Differential diagnosisThis section has been translated automatically.
- Erythema neonatorum: Occurrence earlier. No pustular formation.
- Miliaria cristallina: No pustular formation. Smallest, water clear vesicles.
- Milia of the newborn: May already be present at birth; no pustules, solid, deep-seated, firm, yellow papules, no acute course; rupture usually after a few weeks.
TherapyThis section has been translated automatically.
- A therapy is not necessary, since the disease is self-limiting.
- If treatment is urgently required: Apply 2% ketoconazole cream(Nizoral cream) 2 times/day for 2 weeks on the affected areas.
- Alternatively Ciclopiroxolamine (e.g. Batrafen Gel). Wash mother's head and hair several times with ketoconazole solution.
Progression/forecastThis section has been translated automatically.
Note(s)This section has been translated automatically.
The apparitions used to be erroneously called "Acne neonatorum" and were thus aetiologically misunderstood. They no longer occur in older infants despite increasing colonisation with Malassezia furfur.
This frequent transient infant dermatosis must be distinguished from Acne neonatorum, the infantile acne(Acne infantum), both of which occur with acne-typical changes (inflammatory papules, pustules, comedones).
LiteratureThis section has been translated automatically.
- Ayhan M et al (2007) Colonization of neonate skin by Malassezia species: relationship with neonatal cephalic pustulosis. J Am Acad Dermatol 57:1012-101
- Bergman JN et al (2002) Neonatal acne and cephalic pustulosis: is malassezia the whole story? Arch Dermatol 138:255-257
- Bernier V et al (2002) Skin colonization by Malassezia species in neonates: a prospective study and relationship with neonatal cephalic pustulosis. Arch Dermatol 138: 215-218
Chadha A et al (2019) Common Neonatal Rashes. Pediatr Ann 48:e16-e22.

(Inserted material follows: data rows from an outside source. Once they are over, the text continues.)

PR #1161, opened 2023-07-26
[NDTensors] In the effort to replace EmptyStorage with an empty DataType

kmp5VT:
# Description
In general there can be problems with the EmptyStorage type as it does not act like the other storage types (i.e. store a datatype and a element type). This requires us to often solve corner cases. Replacing EmptyStorage with a Zeros for the datatype with understanding of what kind of datatype is being used (not simply FillArrays::Zeros). Additionally, use `FillArrays::Diag` as a replacement for `uniformDiag` number storage. 

# Checklist:


kmp5VT:
@mtfishman  I am having an issue here where code like `ITensor(Index(2))` is failing because of 
```
ERROR: Setting the type parameter of the type `NDTensors.Zeros{Float64, 1, Vector{Float64}}` at position `NDTensors.SetParameters.Position{1}()` to `Float64` is not currently defined. Either that type parameter position doesn't exist in the type, or `set_parameter` has not been overloaded for this type.
Stacktrace:
[1] error(s::String)
    @ Base ./error.jl:35
  [2] set_parameter(type::Type, position::NDTensors.SetParameters.Position{1}, parameter::Type)
    @ NDTensors.SetParameters ~/.julia/dev/ITensors/NDTensors/src/SetParameters/src/interface.jl:10
  [3] set_parameters(type::Type, position::NDTensors.SetParameters.Position{1}, parameter::Type)
    @ NDTensors.SetParameters ~/.julia/dev/ITensors/NDTensors/src/SetParameters/src/set_parameters.jl:24
  [4] set_eltype(arraytype::Type{NDTensors.Zeros{Float64, 1, Vector{Float64}}}, eltype::Type)
    @ NDTensors ~/.julia/dev/ITensors/NDTensors/src/abstractarray/set_types.jl:8
  [5] ITensor(as::NDTensors.AllowAlias, eltype::Type{Float64}, A::NDTensors.Zeros{Float64, 1, Vector{Float64}}, inds::Tuple{Index{Int64}}; kwargs::Base.Pairs{Symbol, Union{}, Tuple{}, NamedTuple{(), Tuple{}}})
    @ ITensors ~/.julia/dev/ITensors/src/itensor.jl:352
  [6] ITensor(as::NDTensors.AllowAlias, eltype::Type{Float64}, A::NDTensors.Zeros{Float64, 1, Vector{Float64}}, inds::Tuple{Index{Int64}})
    @ ITensors ~/.julia/dev/ITensors/src/itensor.jl:340
  [7] itensor(::Type, ::Vararg{Any}; kwargs::Base.Pairs{Symbol, Union{}, Tuple{}, NamedTuple{(), Tuple{}}})
    @ ITensors ~/.julia/dev/ITensors/src/itensor.jl:134
  [8] itensor(::Type, ::NDTensors.Zeros{Float64, 1, Vector{Float64}}, ::Vararg{Any})
    @ ITensors ~/.julia/dev/ITensors/src/itensor.jl:134
  [9] ITensor(ElT::Type{Float64}, is::Tuple{Index{Int64}})
    @ ITensors ~/.julia/dev/ITensors/src/itensor.jl:178
 [10] ITensor(ElT::Type{Float64}, is::Index{Int64})
    @ ITensors ~/.julia/dev/ITensors/src/itensor.jl:181
 [11] ITensor(is::Index{Int64})
    @ ITensors ~/.julia/dev/ITensors/src/itensor.jl:183
 [12] top-level scope
    @ REPL[8]:1
```
The code is ignoring my definition of `set_parameter` for the Zeros type. I am wondering if you can see if I am doing something wrong? Thanks!

src/itensor.jl
```diff
@@ -271,25 +274,25 @@ ITensor(x::RealOrComplex{Int}, is...) = ITensor(float(x), is...)
...
-emptyITensor(is::Indices) = emptyITensor(EmptyNumber, is)
+emptyITensor(is::Indices) = emptyITensor(NDTensors.default_eltype(), is)
 
-emptyITensor(is...) = emptyITensor(EmptyNumber, indices(is...))
+emptyITensor(is...) = emptyITensor(NDTensors.default_eltype(), indices(is...))
 
-function emptyITensor(::Type{ElT}=EmptyNumber) where {ElT<:Number}
-  return itensor(EmptyTensor(ElT, ()))
+function emptyITensor(::Type{ElT}=NDTensors.default_eltype()) where {ElT<:Number}
+  return itensor(NDTensors.Zeros{ElT,1,NDTensors.default_datatype(ElT)}(()), ())
```
mtfishman, line 295: Seems like now would be a good time to deprecate these. Probably we can just remove these definitions and put:
```julia
@deprecate emptyITensor(args...; kwargs...) ITensor(args...; kwargs...)
```
in `deprecated.jl` since it should just be doing the same thing as the default `ITensor(...)` constructor.

NDTensors/src/tensor/tensor.jl
```diff
@@ -184,6 +188,8 @@ setstorage(T, nstore) = tensor(nstore, inds(T))
 
 setinds(T, ninds) = tensor(storage(T), ninds)
 
+isemptystorage(t::Tensor) = datatype(t) isa NDTensors.Zeros
```
mtfishman, line 191: I think it would make sense to rename this, since there won't be an `EmptyStorage` type going forward. Maybe `iszerodata`?

NDTensors/src/zeros/zeros.jl
```diff
@@ -0,0 +1,35 @@
...
+    @assert ndims(DataT) == N
+    z = FillArrays.Zeros(ElT, dim(inds))
+    return new{ElT,N,DataT}(z, inds)
+  end
+end
+
+Base.ndims(::NDTensors.Zeros{ElT,N}) where {ElT,N} = N
+ndims(::NDTensors.Zeros{ElT,N}) where {ElT,N} = N
+Base.eltype(::Zeros{ElT}) where {ElT} = ElT
+datatype(::NDTensors.Zeros{ElT,N,DataT}) where {ElT,N,DataT} = DataT
```
mtfishman, line 15: Maybe a better name would be something like `allocated_type`, `datatype` is pretty generic and has a different meaning in the rest of the library.

NDTensors/src/tensor/tensor.jl
```diff
@@ -107,6 +107,10 @@ function Tensor(datatype::Type{<:AbstractArray}, inds::Tuple)
   return Tensor(generic_zeros(datatype, dim(inds)), inds)
 end
 
+function Tensor()
+  return Tensor(Zeros{default_eltype(),1,default_datatype(default_eltype())}(()), ())
```
mtfishman, line 111: Is the plan to use `default_storagetype` for this kind of thing? Also seems like this could just be defined as: `Tensor() = Tensor(())`.

kmp5VT: This type of definition might be overkill, since I am simply calling the default function, I was using this as a proof of principle to test if the `Zeros` type was working.

mtfishman: Ok, no problem. Definitely understand this is a draft where you are trying different things out and it's not in a final state, I can hold off on reviewing for now and you can let me know when you think it is ready for review.

src/itensor/diagitensor.jl
```diff
@@ -84,12 +65,12 @@ In the case when `x isa Union{Int, Complex{Int}}`, by default it will
 be converted to `float(x)`. Note that this behavior is subject to change
 in the future.
 """
-function diagITensor(as::AliasStyle, eltype::Type{<:Number}, x::Number, is::Indices)
-  return diagITensor(AllowAlias(), eltype, fill(eltype(x), mindim(is)), is...)
+function diagITensor(::AliasStyle, ElT::Type{<:Number}, x::Number, is::Indices)
```
mtfishman, line 68: I actually prefer the style of using `eltype` instead of `ElT`, when it is the argument of a function.

kmp5VT: Is the name `eltype` a typical variable name for this type of thing in julia? My reason for changing the variable name is that eltype is also a Base function name.

mtfishman: I use it when I know I won't use the function `eltype` in the function, or if you want to use the function you can use `Base.eltype` explicitly. But more importantly I prefer the style of using lower case for argument names. So a compromise could be `elt` or something like that.

NDTensors/src/zeros/zeros.jl
```diff
@@ -0,0 +1,46 @@
...
+
+Base.convert(x::Type{T}, z::NDTensors.Zeros) where {T<:Array} = Base.convert(x, z.z)
+
+Base.getindex(a::Zeros, i) = Base.getindex(a.z, i)
+Base.sum(z::Zeros) = sum(z.z)
+LinearAlgebra.norm(z::Zeros) = norm(z.z)
+setindex!(A::NDTensors.Zeros, v, I) = setindex!(A.z, v, I)
+
+Base.iszero(t::Tensor) = iszero(storage(t))
+Base.iszero(st::TensorStorage) = data(st) isa Zeros
```
mtfishman, line 38: I don't think this definition is a good idea, `Base.iszero` is more general than that:
```julia
julia> iszero([0, 0])
true
```

A function to check if the data type is `NDTensors.Zeros` would be useful, but we should come up with a different name for it. Maybe `is_unallocated_zeros`?

src/itensor/diagitensor.jl
```diff
@@ -0,0 +1,109 @@
...
+    diagitensor([elt::Type, ]x::Number, inds...)
+
+Make a sparse ITensor with non-zero elements only along the diagonal.
+In general, the diagonal elements will be set to the value `x` and
+the ITensor will have element type `eltype(x)`, unless specified explicitly
+by `ElT`. The storage will have `NDTensors.Diag` type.
+
+In the case when `x isa Union{Int, Complex{Int}}`, by default it will
+be converted to `float(x)`. Note that this behavior is subject to change
+in the future.
```
mtfishman, line 68: I don't think this is the case if `elt` is specified explicitly, in that case `elt` will be taken literally. The automatic conversion should only happen if only `x` is specified, and is `Int` or `Complex{Int}`.

kmp5VT: @mtfishman I didn't change this comment or behavior of this code, I only moved the `diagITensor` to its own file see https://github.com/ITensor/ITensors.jl/blob/0a5a932eae91b5b8104ba6f19537003c6b17816f/src/itensor.jl#L447

mtfishman: Ah ok! Even so, could you add a part to the end of that sentence like "...if an element type isn't specified explicitly."

NDTensors/src/zeros/zeros.jl
```diff
@@ -0,0 +1,46 @@
+struct Zeros{ElT,N,DataT} <: AbstractArray{ElT,N}
+  z::FillArrays.Zeros
+  is::Tuple
+  function NDTensors.Zeros{ElT,N,DataT}(inds::Tuple) where {ElT,N,DataT}
+    @assert eltype(DataT) == ElT
+    @assert ndims(DataT) == N
+    z = FillArrays.Zeros(ElT, dim(inds))
+    return new{ElT,N,DataT}(z, inds)
+  end
+end
```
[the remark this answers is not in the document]
kmp5VT: Okay I updated with Axes.  Right now I have it possible to make higher order `NDTensor.Zeros` types but the Alloc type does not depend on N. Also, when a `NDTensors.Zeros` is constructed in ITensors, I flatten the indices down and just store a vector (since the true indices will be stored in the `Tensor`).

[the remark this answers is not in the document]
mtfishman: What do you mean by "the Alloc type does not depend on N"? It seems simplest to constrain it so that the `Alloc` type is some `AbstractArray` that is order `N`.

src/deprecated.jl
```diff
@@ -32,6 +32,9 @@
 @deprecate setstore(T::ITensor, st) setstorage(T, st) false
 @deprecate uniqueindex(args...; kwargs...) uniqueind(args...; kwargs...)
 
+# itensor/emptyITensor
+@deprecate emptyITensor(args...; kwargs...) ITensor(args...; kwargs...)
```
mtfishman, line 36: Note that with this, we should be able to just delete all of the code for `emptyITensor` elsewhere, presuming that its functionality is subsumed by the `ITensor` constructor.

kmp5VT: Makes sense, thanks!

NDTensors/src/zeros/zeros.jl
```diff
@@ -0,0 +1,45 @@
+struct Zeros{ElT,N,Axes,Alloc<:AbstractArray} <: AbstractArray{ElT,N}
+  z::FillArrays.Zeros
+  function NDTensors.Zeros{ElT,N,Alloc}(inds::Tuple) where {ElT,N,Alloc}
+    @assert eltype(Alloc) == ElT
```
mtfishman, line 4: This would get constrained automatically if you write the type definition as:
```julia
struct Zeros{ElT,N,Axes,Alloc<:AbstractArray{ElT,N}} <: AbstractArray{ElT,N}
```

kmp5VT: I guess I am wondering if `Alloc` needs to have `ElT` and `N` since its functionally just a place holder?  (this follows from the thread before) We could just store `Zero{Float32, 20, (ind_1, ind_2, ..., ind_20), Vector}` and then process the `Alloc` properly when its actually instantiated later?

mtfishman: I agree that in principle we could design it that way, but it seems better to me to store it in a way where it can be directly used to allocate an array instead of having to process the type first before being able to use it. For example, then the `Alloc` type could only be used properly by some accessor function that filled in the type parameters on the fly (say `allocated_type(::NDTensors.Zeros)` or something like that) but if you access the type from the type parameter directly it wouldn't be complete. Seems better to process the type properly right off the bat.

Something we could do so that it isn't too annoying to construct a `NDTensors.Zeros` with a custom allocated array type is have a constructor:
```julia
function Zeros(alloc::Type{<:AbstractArray}, dims...)
  # 
end

function Zeros{ElT}(alloc::Type{<:AbstractArray}, dims...) where {ElT}
  # 
end
```
which could process the allocated type `alloc` to fill in missing parameters based on `dims` and possibly a default element type if the element type of `alloc` or `Zeros` isn't specified. That way you could be a bit looser about how you define it to begin with, and use `Zeros(Array, 2, 2)`, `Zeros{Float64}(Array, 2, 2)`, `Zeros(Array{Float64}, 2, 2)`, etc. That would be helpful for GPU types like `CuArray` which have the extra buffer type.

src/itensor/oneitensor.jl
```diff
@@ -42,3 +42,39 @@ end
 function emptyITensor(elt::Type{<:Number}=NDTensors.default_eltype())
   return emptyITensor(elt, Index(0))
 end
+
+# To fix ambiguity with QN version
+function randomITensor(::Type{ElT}, is::Tuple{}) where {ElT<:Number}
+  return randomITensor(Random.default_rng(), ElT, Index(0))
```
mtfishman, line 48: I don't think it is right to use `Index(0)`. Can't it just have an empty set of indices?

mtfishman: In that case it seems like you are just missing an explicit definition like:
```julia
ITensor(aliasstyle::AllowAlias, elt::Type{<:Number}, A::AbstractArray, inds::Tuple{})
```
where you can define it to create a tensor with `Dense` storage.

NDTensors/src/dense/densetensor.jl
```diff
@@ -93,6 +93,12 @@ end
 @propagate_inbounds function setindex!(
   T::DenseTensor{<:Number}, x::Number, I::Vararg{Integer}
 )
+  if is_unallocated_zeros(T)
+    ElT = promote_type(eltype(data(T)), typeof(x))
+    d = similartype(alloctype(data(T)), ElT)(undef, dim(to_shape(typeof(data(T)), inds(T))))
+    fill!(d, zero(ElT))
+    T = Tensor(Dense(d), inds(T))
+  end
```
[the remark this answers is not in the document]
mtfishman: Also I'm sure there are many places we will want to allocate a `Zeros` or a `TensorStorage` or `Tensor` wrapping `Zeros` data, probably good to define a generic function (maybe called `allocate`) which allocates `Zeros` data based on `alloctype`, and can do that for `TensorStorage` and `Tensor` types. Seems like `adapt` would be a good way to implement that generically for types like `TensorStorage` and `Tensor`, maybe through a new `AllocAdaptor`.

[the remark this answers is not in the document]
kmp5VT: Yeah I thought I might have put this operation in the wrong location. I can fix that. I definitely agree, I already found that I need to implement an allocate (and type promotion) in the blocksparse setindex!! code as well so it would make sense to have a easily reusable function to simplify the process!

NDTensors/src/tensor/tensor.jl
```diff
@@ -184,6 +188,8 @@ setstorage(T, nstore) = tensor(nstore, inds(T))
 
 setinds(T, ninds) = tensor(storage(T), ninds)
 
+iszerodata(t::Tensor) = data(t) isa NDTensors.Zeros
```
mtfishman, line 191: I think this would be better:
```julia
iszerodata(t::Tensor) = iszerodata(storage(t))
iszerodata(s::TensorStorage) = iszerodata(data(s))
iszerodata(::NDTensors.Zeros) = true
iszerodata(::Any) = false
```

Also I think `iszerodata` doesn't sound quite right for the name of this function, since a `Tensor` might have Zeros data, but it isn't itself Zeros data (or data at all, by our terminology). Also `zero` seems too general since there could be tensors with allocated numerical zeros. Maybe `is_unallocated_zero`?

We could design this around a more generic function:
```julia
data_isa(t::Tensor, datatype::Type) = data_isa(storage(t), datatype)
data_isa(s::TensorStorage, datatype::Type) = data_isa(data(s), datatype)
data_isa(d::AbstractArray, datatype::Type) = d isa datatype # Might have to unwrap if it is reshaped, sliced, etc.
```
and then define:
```julia
is_unallocated_zero(a) = data_isa(a, NDTensors.Zeros)
```
This could generalize to a function `storage_isa` which could be used to define `iscombiner`, `isdense`, etc.

NDTensors/src/unspec_eltype/unspecified_zero.jl
```diff
@@ -4,6 +4,8 @@
 
 struct UnspecifiedZero <: Base.AbstractFloat end
 
+Base.Complex{UnspecifiedZero}() = complex(UnspecifiedZero())
+Base.Complex{UnspecifiedZero}(z::Real) = (z == zero(eltype(z)) ? complex(UnspecifiedZero()) : throw(ErrorException) )
```
mtfishman: Should be able to use `iszero(z)` as a simpler version of `z == zero(eltype(z))`.

kmp5VT: Thanks, I updated it!

NDTensors/src/tensor/tensor.jl
kmp5VT: I really like the `data_isa` function, its again a home brewed version trait function but I think its good when we can so dynamically define what a datatype is in the backend. I have implemented them in the code and made some updates

NDTensors/src/abstractarray/data_isa.jl
```diff
@@ -0,0 +1,4 @@
+data_isa(t::Tensor, datatype::Type) = data_isa(storage(t), datatype)
+data_isa(s::TensorStorage, datatype::Type) = data_isa(data(s), datatype)
+data_isa(d::AbstractArray, datatype::Type) = d isa datatype # Might have to unwrap if it is reshaped, sliced, etc.
+data_isa(n::Number, datatype::Type) = false
```
mtfishman, line 4: What's this definition for?

mtfishman: Seems a bit strange to ask for the data type of a `Number`, since it doesn't have data.

NDTensors/src/tensor/tensor.jl
mtfishman, line 191: Guess this can be removed now?

NDTensors/src/tensor/tensor.jl
```diff
@@ -347,7 +353,10 @@ end
 # Some generic getindex and setindex! functionality
 #
 
-@propagate_inbounds @inline setindex!!(T::Tensor, x, I...) = setindex!(T, x, I...)
+@propagate_inbounds @inline function setindex!!(T::Tensor, x, I...)
+  T = allocate(T, typeof(x))
```
mtfishman, line 357: This relates to the message I sent on slack. What happens if the element type of `T` is already specified (say constructed with `ITensor(Float32, i, j)`)? I think we should preserve the element type if it was already specified, and only set it to `typeof(x)` if it is `UnspecifiedZero`, otherwise it could lead to surprising behavior where a real tensor could get switched to complex, for example.

Maybe it is best to leave that logic out of `allocate`, and instead use the semantics:
```julia
T = allocate(set_eltype_if_unspecified(T, typeof(x)))
```

NDTensors/src/tensoralgebra/generic_tensor_operations.jl
```diff
@@ -124,6 +124,10 @@ function _contract!!(
       β,
     )
   else
+    # Special case when ther are unallocated zeros return nothing do no work.
+    if is_unallocated_zeros(tensor1) || is_unallocated_zeros(tensor2)
+      return output_tensor
```
mtfishman, line 129: One exception I could imagine for this is if the element type of `output_tensor` is `UnspecifiedZero`, while the element types of `tensor1` and/or `tensor2` are specified. Then, I think the element type of `output_tensor` should become specified based on the element types of `tensor1` and `tensor2`. So maybe it would be:
```julia
return set_eltype_if_unspecified(output_tensor, promote_type(eltype(tensor1), eltype(tensor2))
```

I'm not sure if the types of `α` and `β` should play a role, since I think we want that if the element types of `tensor1` and `tensor2` are unspecified, then `output_tensor` would remain unspecified.

NDTensors/src/tensor/tensor.jl
kmp5VT: This has been removed

NDTensors/src/abstractarray/data_isa.jl
kmp5VT: As discussed this is due to diag. I added a comment

NDTensors/src/abstractarray/set_types.jl
```diff
@@ -37,30 +37,34 @@ function set_indstype(arraytype::Type{<:AbstractArray}, dims::Tuple)
   return set_ndims(arraytype, length(dims))
 end
 
-function set_eltype_if_unspecified(
+function specify_eltype(
```
mtfishman, line 40: I was picturing that we would use `SetParameters.specify_parameters` for this (currently `SetParameters.set_unspecified_parameters` but needs to be renamed), i.e.:
```julia
function specify_eltype(  arraytype::Type{<:AbstractArray}, eltype::Type=default_eltype())
  return specify_parameters(arraytype, Position(1), eltype)
end
```
Is that the plan here?

ITensorGPU/src/adapt.jl
```diff
@@ -7,12 +7,16 @@ function NDTensors.cu(eltype::Type{<:Number}, x)
 end
 NDTensors.cu(x) = fmap(x -> adapt(CuArray, x), x)
 
-function NDTensors.set_eltype_if_unspecified(
-  arraytype::Type{CuVector{T}}, eltype::Type
-) where {T}
+function NDTensors.specify_eltype(arraytype::Type{CuVector{T}}, eltype::Type) where {T}
```
mtfishman, line 10: Did you mean to update this? I expected that we would be keeping `ITensorGPU` the same.

NDTensors/src/abstractarray/set_types.jl
```diff
@@ -37,30 +37,34 @@ function set_indstype(arraytype::Type{<:AbstractArray}, dims::Tuple)
...
 
 #TODO transition to set_eltype when working for wrapped types
-function set_eltype_if_unspecified(
-  arraytype::Type{<:AbstractArray}, eltype::Type=default_eltype()
+function specify_eltype(arraytype::Type{<:AbstractArray}, eltype::Type=default_eltype())
+  return similartype(arraytype, eltype)
+end
+
+function specify_eltype(
+  arraytype::Type{<:AbstractArray{UnspecifiedZero}}, eltype::Type=default_eltype()
```
mtfishman, line 52: Ideally we wouldn't need overloads like this, and we could "register" `UnspecifiedZero` as an unspecified parameter like `UnspecifiedParameter` by overloading functionality of `SetParameters` directly.

I think we just need to overload this function: https://github.com/ITensor/ITensors.jl/blob/c49da9e02f7c2465001f3a8446ad49faf23347d0/NDTensors/src/SetParameters/src/set_unspecified_parameters.jl#L7-L11, i.e.
```julia
function SetParameters.replace_unspecified_parameters(
  type::Type, position::Position, current_parameter::Type{<:UnspecifiedZero}, parameter
)
  return set_parameters(type, position, parameter)
end
```

NDTensors/src/blocksparse/blocksparse.jl
```diff
@@ -38,10 +21,17 @@ function BlockSparse(
   )
 end
 
+function BlockSparse(
+  datatype::Type{<:UnallocatedZeros}, blockoffsets::BlockOffsets, dim::Integer; vargs...
+)
+  return BlockSparse(datatype((dim,)), blockoffsets; vargs...)
+end
```
mtfishman, line 28: I guess we need this since the version above that uses `fill!` won't work for `UnallocatedZeros`? That's a bit unfortunate. I wonder if something like this would work generically:
```julia
function BlockSparse(
  datatype::Type{<:AbstractArray}, blockoffsets::BlockOffsets, dim::Integer; vargs...
)
  return BlockSparse(
    generic_zeros(datatype, dim), blockoffsets; vargs...
  )
end
```
and then we would just need to make sure `generic_zeros` works properly for `UnallocatedZeros`.

mtfishman: Also makes me think that we should rename `generic_zeros` to `similar_zeros` but that could be done later.

NDTensors/src/blocksparse/blocksparse.jl
```diff
@@ -51,16 +41,41 @@ end
...
+function BlockSparse(::UndefInitializer, blockoffsets::BlockOffsets, dim::Integer; vargs...)
+  return BlockSparse(NDTensors.default_eltype(), undef, blockoffsets, dim; vargs...)
 end
 
 function BlockSparse(blockoffsets::BlockOffsets, dim::Integer; vargs...)
-  return BlockSparse(Float64, blockoffsets, dim; vargs...)
+  elt = default_eltype()
+  datat = default_datatype(elt)
+  N = ndims(datat)
+  return BlockSparse(UnallocatedZeros{elt,N,datat}, blockoffsets, dim; vargs...)
```
mtfishman, line 55: Probably should not use `UnallocatedZeros` here.

NDTensors/src/blocksparse/blocksparse.jl
```diff
@@ -51,16 +41,41 @@ end
...
+ndims(storagetype::Type{<:BlockSparse{<:Any,<:Any,N}}) where {N} = N
+# TODO: Implement as `fieldtype(storagetype, :blockoffsets)`.
+blockoffsetstype(storagetype::Type{<:BlockSparse}) = BlockOffsets{ndims(storagetype)}
+
+function set_datatype(storagetype::Type{<:BlockSparse}, datatype::Type{<:AbstractVector})
+  return BlockSparse{eltype(datatype),datatype,ndims(storagetype)}
+end
+
+function set_ndims(storagetype::Type{<:BlockSparse}, ndims)
+  return BlockSparse{eltype(storagetype),datatype(storagetype),ndims}
```
mtfishman, line 76: Reminder to use `get_parameters` and `set_parameters` from `SetParameters` here. If we leave that for a future PR, I think we should leave comments about that as a reminder for later.

NDTensors/src/empty/empty.jl
```diff
@@ -5,20 +5,20 @@
 
 struct EmptyOrder end
 
-function similartype(StoreT::Type{<:TensorStorage{EmptyNumber}}, ElT::Type)
+function similartype(StoreT::Type{<:TensorStorage{UnspecifiedZero}}, ElT::Type)
```
mtfishman, line 8: I wonder why these were needed in the first place, seems like they should be covered by some generic `similartype` function and there's nothing special about `UnspecifiedZero` here.

mtfishman: Though I guess these files aren't used any more and will be deleted, so it shouldn't matter.

NDTensors/src/zeros/allocate.jl
```diff
@@ -0,0 +1,36 @@
...
+  return set_datatype(typeof(storage), typeof(alloc))(alloc)
+end
+
+function allocate(storage::BlockSparse, elt::Type=default_eltype())
+  if !is_unallocated_zeros(storage)
+    return storage
+  end
+  alloc = allocate(data(storage), elt)
+
+  #d = adapt(storage, typeof(alloc))(alloc)
```
mtfishman, line 26: Seems like we could use:
```julia
function allocate(T::Tensor)
  return adapt(alloctype(data(T)), T)
end

function allocate(T::TensorStorage)
  return adapt(alloctype(data(T)), T)
end
```
If we define a generic fallback `alloctype(arraytype::Type{<:AbstractArray}) = arraytype`, which I think is reasonable to do since we assume a generic array type is allocated, then this should "just work" whether or not `T` has allocated data.

NDTensors/src/zeros/unallocated_zeros.jl
```diff
@@ -0,0 +1,114 @@
+struct UnallocatedZeros{ElT,N,Axes,Alloc<:AbstractArray{ElT,N}} <: AbstractArray{ElT,N}
```
mtfishman, line 1: Reminder to try making this `<: AbstractFill{ElT,N,Axes}`.

NDTensors/src/zeros/unallocated_zeros.jl
```diff
@@ -0,0 +1,114 @@
...
+  z::FillArrays.Zeros{ElT,N,Axes}
+  function NDTensors.UnallocatedZeros{ElT,N,Alloc}(inds::Tuple) where {ElT,N,Alloc}
```
mtfishman, line 3:
```suggestion
  function UnallocatedZeros{ElT,N,Alloc}(inds::Tuple) where {ElT,N,Alloc}
```
and same thing elsewhere.

kmp5VT: I fixed this.

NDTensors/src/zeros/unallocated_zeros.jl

Crespo Erchiga V, Delgado Florencio V (2002) Malassezia species in skin diseases. Curr Opin Infect Dis 15: 133-142
- Rapelanoro R et al (1996) Neonatal Malassezia furfur Pustulosis. Arch Dermatol 132: 190-193
- Zuniga R et al (2013) Skin conditions: common skin rashes in infants.skin conditions: common skin rashes in infants. Skin conditions: common skin rashes in infants. FP Essent 407:31-41.
Incoming links (8)Acne infantum; Acne neonatorum; Milia of the infant; Milia (overview); Neonatal malazessia furfur pustulosis; Newborns, skin changes; Pustulose neonatal cephale; Sebaceous gland hyperplasia neonatal;
Outgoing links (9)Acne infantum; Acne neonatorum; Ciclopirox; Erythema neonatorum; Ketoconazole; Malassezia furfur; Milia (overview); Miliaria; Pityriasis versicolor (overview);
Please ask your physician for a reliable diagnosis. This website is only meant as a reference.